In the first season of Better Call Saul, Jimmy visits a retirement home and learns that the management company has been systematically and massively overcharging their residents for various items like Kleenex where they have to pay upwards of $8 per box.  He became suspicious when looking at one of the resident’s bills and seeing that it was written in such small print that it was clear the management company didn’t want the residents to understand the details of their scam.  Upon uncovering these misdeeds, Jimmy gathers evidence in order to bring this company to trial where he and his brother Chuck seek $20 million in damages due to racketeering, which is defined as:

“A service that is fraudulently offered to solve a problem, such as for a problem that does not actually exist, that will not be put into effect, or that would not otherwise exist if the racket did not exist.  Conducting a racket is racketeering.  Particularly, the potential problem may be caused by the same party that offers to solve it, although that fact may be concealed, with the specific intent to engender continual patronage for this party.  An archetype is the protection racket, wherein a person or group indicates that they could protect a store from potential damage, damage that the same person or group would otherwise inflict, while the correlation of threat and protection may be more or less deniably veiled, distinguishing it from the more direct act of extortion.”

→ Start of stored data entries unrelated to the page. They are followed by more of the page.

PR #3389, opened 2025-01-09
fix build for gcc 15

AiraYumi:
Fix build error for gcc 15

### DIFF
--- a/indra/newview/llvoiceclient.cpp
+++ b/indra/newview/llvoiceclient.cpp
@@ -310,7 +310,7 @@ const LLVoiceVersionInfo LLVoiceClient::getVersion()
     }
     else
     {
-        LLVoiceVersionInfo result;
+        LLVoiceVersionInfo result = {};
         result.serverVersion = std::string();
         result.voiceServerType = std::string();
         result.mBuildVersion = std::string();


indra/newview/llvoiceclient.cpp
```diff
@@ -310,7 +310,7 @@ const LLVoiceVersionInfo LLVoiceClient::getVersion()
     }
     else
     {
-        LLVoiceVersionInfo result;
+        LLVoiceVersionInfo result = {};
         result.serverVersion = std::string();
         result.voiceServerType = std::string();
         result.mBuildVersion = std::string();
```
nat-goodspeed, line 316: If `serverVersion`, `voiceServerType` and `mBuildVersion` are `std::string` members of `LLVoiceVersionInfo`, wouldn't the new initialization at line 313 make lines 314-316 redundant?

nat-goodspeed (approved):

indra/newview/llvoiceclient.cpp
AiraYumi: I'll check.
There's a good chance that lines 314 to 316 can be deleted.

AiraYumi: I found that lines 314 to 316 could be deleted.

nat-goodspeed: Designated initialization would be great if any one of those members had a non-default value. But to be honest, at least from my perspective,
```
LLVoiceVersionInfo result{};
```
is clearer than the designated initialization you wrote above. I think we all understand that value-initializing `std::string` produces an empty string, and value-initializing an `int` produces 0. If, in reading the code, I hit that 8-line initialization expression, I must consider it to understand why it's written it out that way. Is any one of those members being initialized to a non-default value? No? Are we intentionally omitting mention of any members, maybe because they're declared with their own initial values in the struct definition? That sends me looking for the struct definition.

If I see a one-line initialization to `{}`, I can nod and understand that all members are initialized to their default values, and go on.

AiraYumi:
all fixed

nat-goodspeed:
fwiw https://github.com/secondlife/viewer/commit/d9aeb91ace9579fee8c7e1c8478a5cbaa250dfcd

Issue #3408, opened 2025-01-15
Develop Branch Build Error (Linux)


AiraYumi:
### Description

~~~
================ Starting base copy
Processing ../../scripts/messages/message_template.msg => app_settings/message_template.msg ... 1 files
Processing ../../etc/message.xml => app_settings/message.xml ... 1 files
Processing licenses-linux.txt => licenses.txt ... 1 files
Processing client-readme.txt => README-linux.txt ... 1 files
Processing client-readme-voice.txt => README-linux-voice.txt ... 1 files
Processing client-readme-joystick.txt => README-linux-joystick.txt ... 1 files
Processing wrapper.sh => secondlife ... 1 files
Processing handle_secondlifeprotocol.sh => etc/handle_secondlifeprotocol.sh ... 1 files
Processing register_secondlifeprotocol.sh => etc/register_secondlifeprotocol.sh ... 1 files
Processing refresh_desktop_app_entry.sh => etc/refresh_desktop_app_entry.sh ... 1 files
Processing launch_url.sh => etc/launch_url.sh ... 1 files
Processing install.sh => install.sh ... 1 files
Processing secondlife-bin => bin/do-not-directly-run-secondlife-bin ... 1 files
Processing ../llplugin/slplugin/SLPlugin => bin/SLPlugin ... 1 files
Processing appearance-utility-bin => appearance-utility-bin ... 1 files
Processing appearance-utility-headless-bin => appearance-utility-headless-bin ... 
unable to find 'appearance-utility-headless-bin'; looked in:
  /usr/local/secondlife/viewer/build-linux-x86_64/newview/../llappearanceutility
  /usr/local/secondlife/viewer/build-linux-x86_64/newview/../llappearanceutility
  /usr/local/secondlife/viewer/build-linux-x86_64/newview/
Processing res-sdl => res-sdl ... 48 files
Processing secondlife_256.png => secondlife_icon.png ... 1 files
Processing secondlife_256.BMP => res-sdl/ll_icon.BMP ... 1 files
Processing libllwebrtc.so => lib/libllwebrtc.so ... 1 files
Processing gstreamer10/libmedia_plugin_gstreamer10.so => bin/llplugin/libmedia_plugin_gstreamer.so ... 1 files
Processing cef/libmedia_plugin_cef.so => bin/llplugin/libmedia_plugin_cef.so ... 1 files
Processing libcef.so => lib/libcef.so ... 1 files
Processing libEGL* => lib/libEGL* ... 1 files
[...]

PR #3434, opened 2025-01-20
#3408 Fix linux 3p builds

akleshchev:


marchcat (approved):

maxim-productengine (approved):

akleshchev:
No idea why linux-large fails, it doesn't reach my fix so should be something else.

In the case of the retirement plan industry, it’s more than just one company conducting a racket.  It’s a network of large retirement plan service providers, attorneys, and government regulators who continue to tout the importance of the survival and growth of their industry in order to solve our “retirement crisis” that they have all played a major role in creating so they can further their own careers.  Similarly, they all recently agreed on the increased “transparency” that would be brought about by a “fee disclosure” law that not surprisingly turned out to be so convoluted that nobody has been able to fully understand what was disclosed nor has anyone been able to understand what services they are actually paying for or if these service fees are reasonable in light of the services they are using.  If it was clear that retirement plan advisors get paid comparable to brain surgeons, perhaps a light bulb would go on in the heads of business owners and executives that might motivate them to ask this one basic question:  “How much money in HARD DOLLARS have retirement plan participants been paying for each service every year?”  Shockingly, many of these uninformed plan sponsors include law firms, banks, and accounting firms – the very service professionals we rely on to give us advice!

There have been several programs put on by NPR, Bloomberg TV News, 60 Minutes, and PBS Frontline attempting to expose how the retirement plan industry operates.  However, none of them have had any effect, likely because even these programs haven’t delved deeply enough into how intertwined each of the industry players truly are.  Until enough people are able to peel back all the layers and become outraged at what is happening to our money, nothing of any significance will change.